Sean likes to play his music loud while working and he has wide ranging tastes that include rap, opera and Christmas tunes that sound like they were taped off the radio back in the 1940s. He’s got the Christmas lights to go with them, too!

Sometimes Sean sits in a rowboat on a small lake, sometimes he sets traps for small animals. (Are opussums weird looking, or what?) We have no idea how long Sean has been out there in the woods, and by now, maybe he doesn’t either, though there are a lot of scratches on a tree, that might or might not mark the passage of time. They could just as well be messages to the creatures that live in the woods. We don’t know what those creatures are but we hear them bellow now and then.

The Alchemist Cookbook doesn’t have a lot of conventional plot, but actor Ty Hickson can hold our attention very well without one. His interactions with Amari Cheatom spice things up further.
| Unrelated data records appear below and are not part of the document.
PR #1378, opened 2024-05-22
Fix save image critical bug

### LINKED ISSUE #1377: [CRITICAL BUG] backend removes the target directory if we save an image without a filename
**Describe the bug**
If we save an image without giving a filename in the file browser dialog and click the save button, there will be an error toast showing the target saving directory not found. But then the original target directory is actually gone. This is a critical bug as user data will be lost.

**To Reproduce**

TEST WITH CAUTIONS!

1. create a test directory call "test_save_image" somewhere in the directory tree (eg `~/carta_image_pool/test_save_image`)
2. load an image
3. use the save image dialog to save it _with_ a filename in `~/carta_image_pool/test_save_image`. This should be successful and we do see a new file is created in the target directory.
4. now use the save image dialog to save it once again but with giving a filename (ie empty filename). Then we will see an error toast and if we check the existence of `~/carta_image_pool/test_save_image`, it is gone!

**Expected behavior**
We should apply to fixes:
1. at the frontend, if the target saving filename is gone, disable the save button
2. at the backend, if the target saving filename is an empty string, throw error messages and do nothing saving.

 - OS [e.g. macOS Monterey]: macOS Ventura
 - Browser [e.g. chrome, safari, electron app]: chrome, electron app
 - Browser version [e.g. 22]: 
 - Backend branch [e.g. dev, v3b2 release]: dev, v4.1-stable
 - Frontend branch [e.g. dev, v3b2 release]: dev, v4.1-stable

pford:
**Description**

#1377 

Saving the image fails if:
  - SaveFile filename is empty (always fails)
  - the resolved path is the same as the source image (always fails)
  - the resolved path is a non-image directory, to prevent deletion/overwrite of existing directory (always fails)
  - the resolved path is a non-image file and overwrite is false
  - the resolved path is a symlink and overwrite is false (else overwrites the link itself, not its target)
  - the resolved path is an image file or directory and overwrite is false

  Exporting regions fails if:
    - the resolved path is a directory
    - the resolved path is an existing file and overwrite is false

This should be backported to carta 4.2.0.

CARTAvis/carta-frontend#2389, CARTAvis/carta-protobuf#97

See issue description.  As stated, use caution!!! Copy test image to new directory.  Create a region and export to an existing file: should fail unless frontend dialog confirms overwrite.

**Checklist**

- [x] protobuf version bumped / ~protobuf version not bumped~
- [ ] Backport to 4.2

### DIFF
--- a/src/Frame/Frame.cc
+++ b/src/Frame/Frame.cc
@@ -1956,13 +1956,6 @@ void Frame::SaveFile(const std::string& root_folder, const CARTA::SaveFile& save
         }
     }
 
-    if (output_filename.string() == in_file) {
-        message = "The source file can not be overwritten!";
-        save_file_ack.set_success(success);
-        save_file_ack.set_message(message);
-        return;
-    }
-
     double rest_freq(save_file_msg.rest_freq());
     bool change_rest_freq = !std::isnan(rest_freq);
 
--- a/src/Frame/Frame.cc
+++ b/src/Frame/Frame.cc
@@ -1923,10 +1923,25 @@ void Frame::SaveFile(const std::string& root_folder, const CARTA::SaveFile& save
     bool success(false);
     casacore::String message;
 
+    if (output_filename.empty()) {
+        message = "Cannot save image with no filename.";
+        save_file_ack.set_success(success);
+        save_file_ack.set_message(message);
+        return;
+    }
+
     // Get the full resolved name of the output image
     fs::path temp_path = fs::path(root_folder) / directory;
     fs::path abs_path = fs::absolute(temp_path);
     output_filename = abs_path / output_filename;
+
+    if (fs::exists(output_filename) && fs::is_directory(output_filename) &&
+        (CasacoreImageType(output_filename.string()) == casacore::ImageOpener::UNKNOWN)) {
+        message = "Cannot overwrite existing directory.";
+        save_file_ack.set_success(success);
+        save_file_ack.set_message(message);
+        return;
+    }
 
     if (output_filename.string() == in_file) {
         message = "The source file can not be overwritten!";
--- a/src/Frame/Frame.cc
+++ b/src/Frame/Frame.cc
@@ -1939,9 +1939,9 @@ void Frame::SaveFile(const std::string& root_folder, const CARTA::SaveFile& save
     if (fs::exists(output_filename)) {
         if (output_filename.string() == in_file) {
             message = "Cannot overwrite the source image.";
-	} else if (CasacoreImageType(output_filename.string()) == casacore::ImageOpener::UNKNOWN) {
+        } else if (CasacoreImageType(output_filename.string()) == casacore::ImageOpener::UNKNOWN) {
             // Not an image
-	    if (fs::is_directory(output_filename)) {
+            if (fs::is_directory(output_filename)) {
                 message = "Cannot overwrite existing directory.";
             }
         } else if (!overwrite) {
--- a/src/Frame/Frame.cc
+++ b/src/Frame/Frame.cc
@@ -1949,10 +1949,12 @@ void Frame::SaveFile(const std::string& root_folder, const CARTA::SaveFile& save
             } else if (!overwrite) {
                 // Only overwrite file or symlink with confirmation
                 message = "Cannot overwrite existing file or symlink.";
+                save_file_ack.set_overwrite_confirmation_required(true);
             }
         } else if (!overwrite) {
             // Only overwrite image with confirmation
             message = "Cannot overwrite existing image.";
+            save_file_ack.set_overwrite_confirmation_required(true);
         }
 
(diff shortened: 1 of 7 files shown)


kswang1029:
@pford I tested this briefly with https://github.com/CARTAvis/carta-frontend/pull/2389. Please feel free to change this PR as a formal one when you feel ready.

src/Frame/Frame.cc
```diff
@@ -1916,18 +1916,46 @@ void Frame::SaveFile(const std::string& root_folder, const CARTA::SaveFile& save
...
+        }
+
+        if (!message.empty()) {
+            save_file_ack.set_success(success);
+            save_file_ack.set_message(message);
+            return;
+        }
+    }
+
     if (output_filename.string() == in_file) {
```
confluence: Is this part redundant now? Are there any circumstances under which this could ever be triggered if the file *doesn't* already exist? I guess someone could delete the file on disk while it is open in CARTA. But in that case we wouldn't be overwriting anything, right?

confluence: (This is referring to the `if (output_filename.string() == in_file) {` block below the added code.)

pford: Good catch, this block was mistakenly left in.  I removed the redundant check.

confluence:
I wonder if we should also require confirmation for overwriting a non-image ordinary file -- at the moment it seems a little unexpected / inconsistent that we'll silently overwrite it. I would suggest:

Any image OR an unrecognised ordinary file -> requires confirmation
Unrecognised directory -> never overwritten

This would mean that either we would need to issue the same error for an existing image or an existing file, or (this is probably better) the frontend would need to check for an additional error message (so that we could use two different ones, for clarity).

pford:
Ok, I understood your issue comment "I think non-image files are OK to overwrite" as _without_ confirmation, but you meant _with_ confirmation.  I agree with your suggestion and will make this change.  I just realized I did not handle symlinks, which may resolve to a directory, file, image, or outside the root folder.  Besides needing write permissions, where are we allowed to write?

We do not have any checks on exporting region files except checking that an existing file is writable, or can create a new file.  I wonder if these issues exist there too? Uh oh -- I will check.

confluence:
Yes, I was thinking of casa images being a special case of a directory being treated like a file (and otherwise consistently overwriting files only with confirmation, and not overwriting directories).

A symlink should be overwriteable (with confirmation), since overwriting a symlink won't touch whatever it was pointing to. But maybe that warrants a *third* message.

Good point about the regions. I haven't been able to reproduce the same directory overwriting issue: I can't save a region file with a blank name; and if I type in the name of an existing directory, I don't get an error, and briefly see a success message, but nothing seems to happen (the directory is not deleted, and the file is not saved anywhere). I *can*, however, overwrite an ordinary non-region file without confirmation, so that is a problem. I'd say that we need to replicate the same logic there (including the additional flag for that request).

That's the only other place where we save files to the server, right? All the other save / export operations save to the client, which is the browser's problem.

confluence:
@pford we still need to add an overwrite flag to the export region request, and handle that in the same way as we do when saving images, right?

src/Region/RegionHandler.cc
```diff
@@ -221,31 +221,43 @@ void RegionHandler::ImportRegion(int file_id, std::shared_ptr<Frame> frame, CART
...
                 return;
             }
+
+            if (export_file.isRegular(false)) {
+                if (!export_file.isWritable()) {
+                    message = "Export region failed: cannot overwrite read-only file.";
+                }
+            } else {
+                message = "Export region failed: path is not a file.";
+            }
```
confluence: I'm not sure about the logic here. Shouldn't this be `isRegular(true)`? But also we need different responses for directories and non-directories. This conditional can't be identical to the save file code because we're using casacore file functions and not filesystem paths (and also the image detection is not applicable), so maybe something like:

* if file exists
  * if it's a directory -> error about directory (never overwritten)
  * if it's a regular file or symlink
    * if no overwrite flag -> error about file or symlink (need confirmation)
    * else if not writeable -> error
  * otherwise -> error about it not being a file
* else if it can't be created... (as before)

pford: I was trying to simplify the logic here, since it always fails if overwrite is false (no need to check the type) or if the target is not a file (only need to check type is file).  Currently, the frontend only shows the error and does not respond with a confirmation dialog regardless of the error.  But I will change it if you think additional information would be helpful.

confluence (approved):
I think that the code is fine. Now we need to test integration with the frontend, which should retry both saving a file and exporting regions if it receives a specific error message.

kswang1029 (approved):
looks good.

confluence (approved):

kswang1029 (approved):
looks good. no regression from e2e.

PR #1381, opened 2024-06-14
Optimisation of directory type checking in file list

confluence:
This is an attempt to improve the performance of generating a file list for directories with lots of subdirectories. The main performance bottlenecks in the current code are:

1. Checking whether a directory is a known image format, and should be treated as a file,
2. Counting the children of a subdirectory.

There are three options for displaying file lists: filtering by content, filtering by file extension, and no filtering. Filtering by content additionally slows down the file list generation because it reads the signature of each ordinary file to determine the type. Guessing the type from the file extension speeds up the processing of ordinary files, but not subdirectories, which are always checked with casacore's `ImageOpener`. Turning off filtering entirely has no additional performance impact on the image file list (because detection of directory-based images is still required), but speeds up the region file list (because if no filtering is required, all directories can be shown without additional checks).

This PR is an attempt to add a less expensive heuristic for directory-based images, to be used when the option to filter by content is not selected. It performs almost the same checks as `ImageOpener`, but only for directories, by looking for files inside the directory with `fs::exists`, and without distinguishing between different CASA image subtypes.

The existing code assumes that there are directory image formats which we do not support, and handles them differently. However, it's clear from the `ImageOpener` code that the GIPSY format is a pair of files, not a directory (so `ImageOpener` would never return that type for a directory), and the `CAIPS` and `NEWSTAR` types are obsolete and never returned by `ImageOpener` (at all). So I have removed this option from the code, and not implemented it in the alternative code.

The Alchemist Cookbook, written and directed by Joel Potrykus, with Ty Hickson, Amari Cheatom, 82 minutes long, in English. See it at the Fantasia International Film Festival Thursday, July 21, 2016. at 5:10 at the J.A. de Sève Theatre of Concordia University, 14500 de Maisonneuve Blvd. W.

DirectorJoel Potrykus will be there to answer questions, discuss his influences, and maybe challenge audience members to do something out of the ordinary.